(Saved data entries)
= = = =

PR #3449, opened 2021-12-31
tools: check-theme: consider background-color too

felipec:
This is the precise property we want to check.

### DIFF
--- a/tools/checkTheme.js
+++ b/tools/checkTheme.js
@@ -193,9 +193,9 @@ class CSSRule {
   constructor(rule, body) {
     this.rule = rule;
     if (rule.declarations) {
-      this.bg = rule.declarations.find(x => x.property =="background-color")?.value;
+      this.bg = rule.declarations.find(x => x.property == "background-color")?.value;
       if (!this.bg) {
-        this.bg = rule.declarations.find(x => x.property =="background")?.value;
+        this.bg = rule.declarations.find(x => x.property == "background")?.value;
       }
       this.fg = rule.declarations.find(x => x.property =="color")?.value;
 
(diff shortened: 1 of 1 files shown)


tools/checkTheme.js
```diff
@@ -193,7 +193,7 @@ class CSSRule {
   constructor(rule, body) {
     this.rule = rule;
     if (rule.declarations) {
-      this.bg = rule.declarations.find(x => x.property =="background")?.value;
+      this.bg = rule.declarations.find(x => x.property =="background" || x.property =="background-color")?.value;
```
joshgoebel, line 196: Nice, but I think actually we'd need two finds to be "correct", no?  It would be possible to have:

```css
background:  content-box no-repeat something;
background-color: specific color;
```

So you'd want to first scan ALL the declarations for `background-color`, and then failing that scan a second pass for `background`?

joshgoebel (changes requested):

tools/checkTheme.js
felipec: OK. Done.

tools/checkTheme.js
```diff
@@ -193,7 +193,10 @@ class CSSRule {
   constructor(rule, body) {
     this.rule = rule;
     if (rule.declarations) {
-      this.bg = rule.declarations.find(x => x.property =="background")?.value;
+      this.bg = rule.declarations.find(x => x.property =="background-color")?.value;
+      if (!this.bg) {
+        this.bg = rule.declarations.find(x => x.property =="background")?.value;
```
joshgoebel, line 198:
```suggestion
      this.bg = rule.declarations.find(x => x.property == "background-color")?.value;
      if (!this.bg) {
        this.bg = rule.declarations.find(x => x.property == "background")?.value;
```

joshgoebel (approved):

joshgoebel:
Thanks!

PR #3452, opened 2022-01-05
arcade v1.16

joshgoebel:
- chore(arcade) eslint --fix, explode keywords
- enh(arcade) Add missing keywords for Arcade v1.16

### Checklist


joshgoebel:
@jf990 boom done.  I zeroed out overly common words like left/right/top which were mucky with the auto-detection tests.  No need to change the rule relevance.

jf990:
@joshgoebel thank you for your help with this.

PR #3453, opened 2022-01-05
update twig keyword list

MrYamous:
### Changes
Update keywords list for Twig with elements for Symfony according to [documentation](https://twig.symfony.com/doc/3.x/)

### Checklist
- [x] Added markup tests, or they don't apply here because it's about updating keywords list


joshgoebel:
Are functions always followed by `()` or is that optional?

MrYamous:
> Are functions always followed by `()` or is that optional?

Twig functions are always followed by `()`

joshgoebel:
So like: 

```
{% set user = json_encode(user) %}
{{ logout_path() }}
```

The latter is a function?  And what is `json_encode`?  Currently we don't highlight it because it's not preceded by a `|` but it seems any filter can be used as a function in some contexts.  Could you help clarify?

MrYamous:
`logout_path()` is a function, always followed by `()`

`json_encode()` is a filter, it should be preceded by `|`.
On top of that, 
- some filters can't have parameters, like `abs`
- for some others, parameters are optional, `[1,2,3]|join` or `[1,2,3]|join('-')` are valid (with different output)

According to that,  `{% set user = json_encode(user) %}` isn't valid, it would be something like `{% set encodedUser = user|json_encode %}` or `{% set encodedUser = user|json_encode(constant('JSON_PRETTY_PRINT')) %}`

src/languages/twig.js
```diff
@@ -98,13 +135,18 @@ export default function(hljs) {
...
     "if",
     "import",
     "include",
     "macro",
     "sandbox",
     "set",
+    "stopwatch",
+    "trans",
+    "trans_default_domain",
+    "transchoice",
```
joshgoebel, line 149: What does it mean for something to be both a tag name and a filter?  Referring here to lines 147/149 vs 116/117.

joshgoebel: Of you're just copying the lists, hmmmm.

joshgoebel:
@allejo You know more about the PHP world than I... do we really want to consider Twig/Symphony as the same thing?  I'd say in the past we have not since none of these keywords are currently a part of the grammar - so this would be an expansion of the scope of the grammar... I know technically one can use Twig on it's own... I'm trying to decide if we want to expand the Twig grammar like this or if we should prefer to have a second Twig/Symphony grammar instead.

Any thoughts?

src/languages/twig.js
allejo: In Twig, if something can be used both as filter and a tag, it'd look like this,

```twig
{% trans %}
  I have some text here that I'm writing manually
{% endtrans %}
```

and

```twig
{{ some_variable | trans }}

^ shorthand for:

{% trans %}{{ some_variable }}{% endtrans %}
```

allejo:
I am really torn on this one. Twig is probably most commonly used alongside Symfony but as you mentioned, it can be used outside the Symfony context and it is in large projects (e.g. phpBB, Drupal, October CMS, WordPress via a plug-in).

My biggest concern is that the Twig grammar is often used as a holdover for other similar languages such as Liquid and Jinja (both of which hljs don't support). The syntax itself is almost identical but filters, functions, and tags all vary across the different languages.

I think the best approach would be for the Twig grammar to be less dependent on the giant keyword list and be smarter about detecting patterns for filters, functions, and tags but that's outside the scope of this PR.

---

tl;dr: adding these new keywords will benefit Symfony developers who use hljs to highlight Twig. It doesn't negatively affect anyone else who uses Twig outside of Symfony besides increasing the grammar size slightly.

joshgoebel:
> I think the best approach would be for the Twig grammar to be less dependent on the giant keyword list

This makes more sense if we give up on keywords/relevance in the future.  But there are challenges since for many languages without the keywords you have to lean more heavily on parsing.... but in many cases where it's just `blah(` or `|blah` then patterns vs keywords could work well - and produce much smaller grammars.

joshgoebel:
@MrYamous Thanks so much for the work on this.

src/languages/twig.js
```diff
@@ -10,26 +10,51 @@ Category: template
...
+    "path",
     "random",
     "range",
+    "relative_path",
+    "render",
+    "render_esi",
     "source",
-    "template_from_string"
+    "template_from_string",
+    "url"
```
joshgoebel, line 51:
```suggestion
    "url|0"
```

src/languages/twig.js
```diff
@@ -10,26 +10,51 @@ Category: template
...
+    "form_widget",
     "html_classes",
     "include",
+    "is_granted",
+    "logout_path",
+    "logout_url",
     "max",
     "min",
     "parent",
+    "path",
```
joshgoebel, line 43:
```suggestion
    "path|0",
```

src/languages/twig.js
```diff
@@ -10,26 +10,51 @@ Category: template
...
     "block",
     "constant",
+    "controller",
     "country_timezones",
+    "csrf_token",
     "cycle",
     "date",
     "dump",
+    "expression",
+    "form",
```
joshgoebel, line 26:
```suggestion
    "form|0",
```

src/languages/twig.js
```diff
@@ -10,26 +10,51 @@ Category: template
 export default function(hljs) {
   const regex = hljs.regex;
   const FUNCTION_NAMES = [
+    "absolute_url",
+    "asset",
```
joshgoebel, line 14:
```suggestion
    "asset|0",
```

src/languages/twig.js
```diff
@@ -10,26 +10,51 @@ Category: template
...
+    "asset_version",
     "attribute",
     "block",
     "constant",
+    "controller",
```
joshgoebel, line 19:
```suggestion
    "controller|0",
```

Issue #3454, opened 2022-01-06
(Java) braceless else statement highlights code differently


Aster89:
**Describe the issue**
```html
<pre><code class="language-java">int a = l;
if ( O == l )
  l = O1;
else {
  a = 01;
}</code></pre>
```
is shown as
![with-braces](https://user-images.githubusercontent.com/20521900/148339298-20a5fb18-28d7-4d46-b3d3-bd192273b806.png)
whereas if I remove the `{` and `}`, it is shown as
![without-braces](https://user-images.githubusercontent.com/20521900/148339349-b9af2068-3e39-4a5b-b686-30e7f22977dd.png)

Honestly, I don't if also the coloring of the `a` on the first line is a mistake. Probably it is.

**Which language seems to have the issue?**
Java

**Are you using `highlight` or `highlightAuto`?**

Not sure if it's an answer, but I've downloaded it (yesterday) form [here](https://highlightjs.org/download/), so I think I'm using `highlight`.

**Sample Code to Reproduce**
See snippet above and [this](https://jsfiddle.net/Enrico89/wk6atfdx/2/).

**Expected behavior**
See screenshot above

**Additional context**
Not sure what else is needed.

joshgoebel:
Without the { it looks like a possible variable assignment:

```
int a = 0;
else a = 0;
```

So we can filter that out.  Are there other keywords that would lead to this some type of confusion we should also filter out?

PR #3455, opened 2022-01-06
fix(java) prevent false variable init on `else`

joshgoebel:
- fix(java) prevent false variable init on `else`
- changelog

Resoles #3454 

### Checklist


allejo (approved):
👍 looks sane to me

image

PR #3458, opened 2022-01-09
Fix highlighting of + and - in brainfuck grammar

LyricLy:
Previously, the first 2 `+` or `-` characters in a sequence of increments/decrements (e.g. `+++++++`) would not be highlighted correctly, due to the special relevance counting rule not having the correct class name set.

### Changes
Resolve the issue by setting the class name to `literal`.


src/languages/brainfuck.js
```diff
@@ -35,6 +35,7 @@ export default function(hljs) {
       },
       {
         // this mode works as the only relevance counter
+        className: 'literal',
         begin: /(?:\+\+|--)/,
         contains: [LITERAL]
```
joshgoebel, line 40: I think it's supposed to be a look-ahead... does this also work?
```suggestion
        begin: /(?=\+\+|--)/,
        contains: [LITERAL]
```

LyricLy: Yes, that also works.

joshgoebel:
Please add a changelog entry.

joshgoebel (approved):

joshgoebel:
**Size Change:** +39 B (0%) 
**Total Size:** 714 kB

| Filename | Size | Change |  |
| :--- | :---: | :---: | :---: |
| `./build/es/languages/brainfuck.min.js` | 330 B | +19 B (+6%) | 🔍 |
| `./build/highlight.min.js` | 8.04 kB | +2 B (0%) |  |
| `./build/languages/brainfuck.min.js` | 335 B | +18 B (+6%) | 🔍 |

= = = =

▸ **What is expected**:
Look above for the line containing "joshgoebel, line 40: I". Return it and each line after it exactly, through the last line, and nothing more.

▸ **Written solution**:
joshgoebel, line 40: I think it's supposed to be a look-ahead... does this also work?
```suggestion
        begin: /(?=\+\+|--)/,
        contains: [LITERAL]
```

LyricLy: Yes, that also works.

joshgoebel:
Please add a changelog entry.

joshgoebel (approved):

joshgoebel:
**Size Change:** +39 B (0%) 
**Total Size:** 714 kB

| Filename | Size | Change |  |
| :--- | :---: | :---: | :---: |
| `./build/es/languages/brainfuck.min.js` | 330 B | +19 B (+6%) | 🔍 |
| `./build/highlight.min.js` | 8.04 kB | +2 B (0%) |  |
| `./build/languages/brainfuck.min.js` | 335 B | +18 B (+6%) | 🔍 |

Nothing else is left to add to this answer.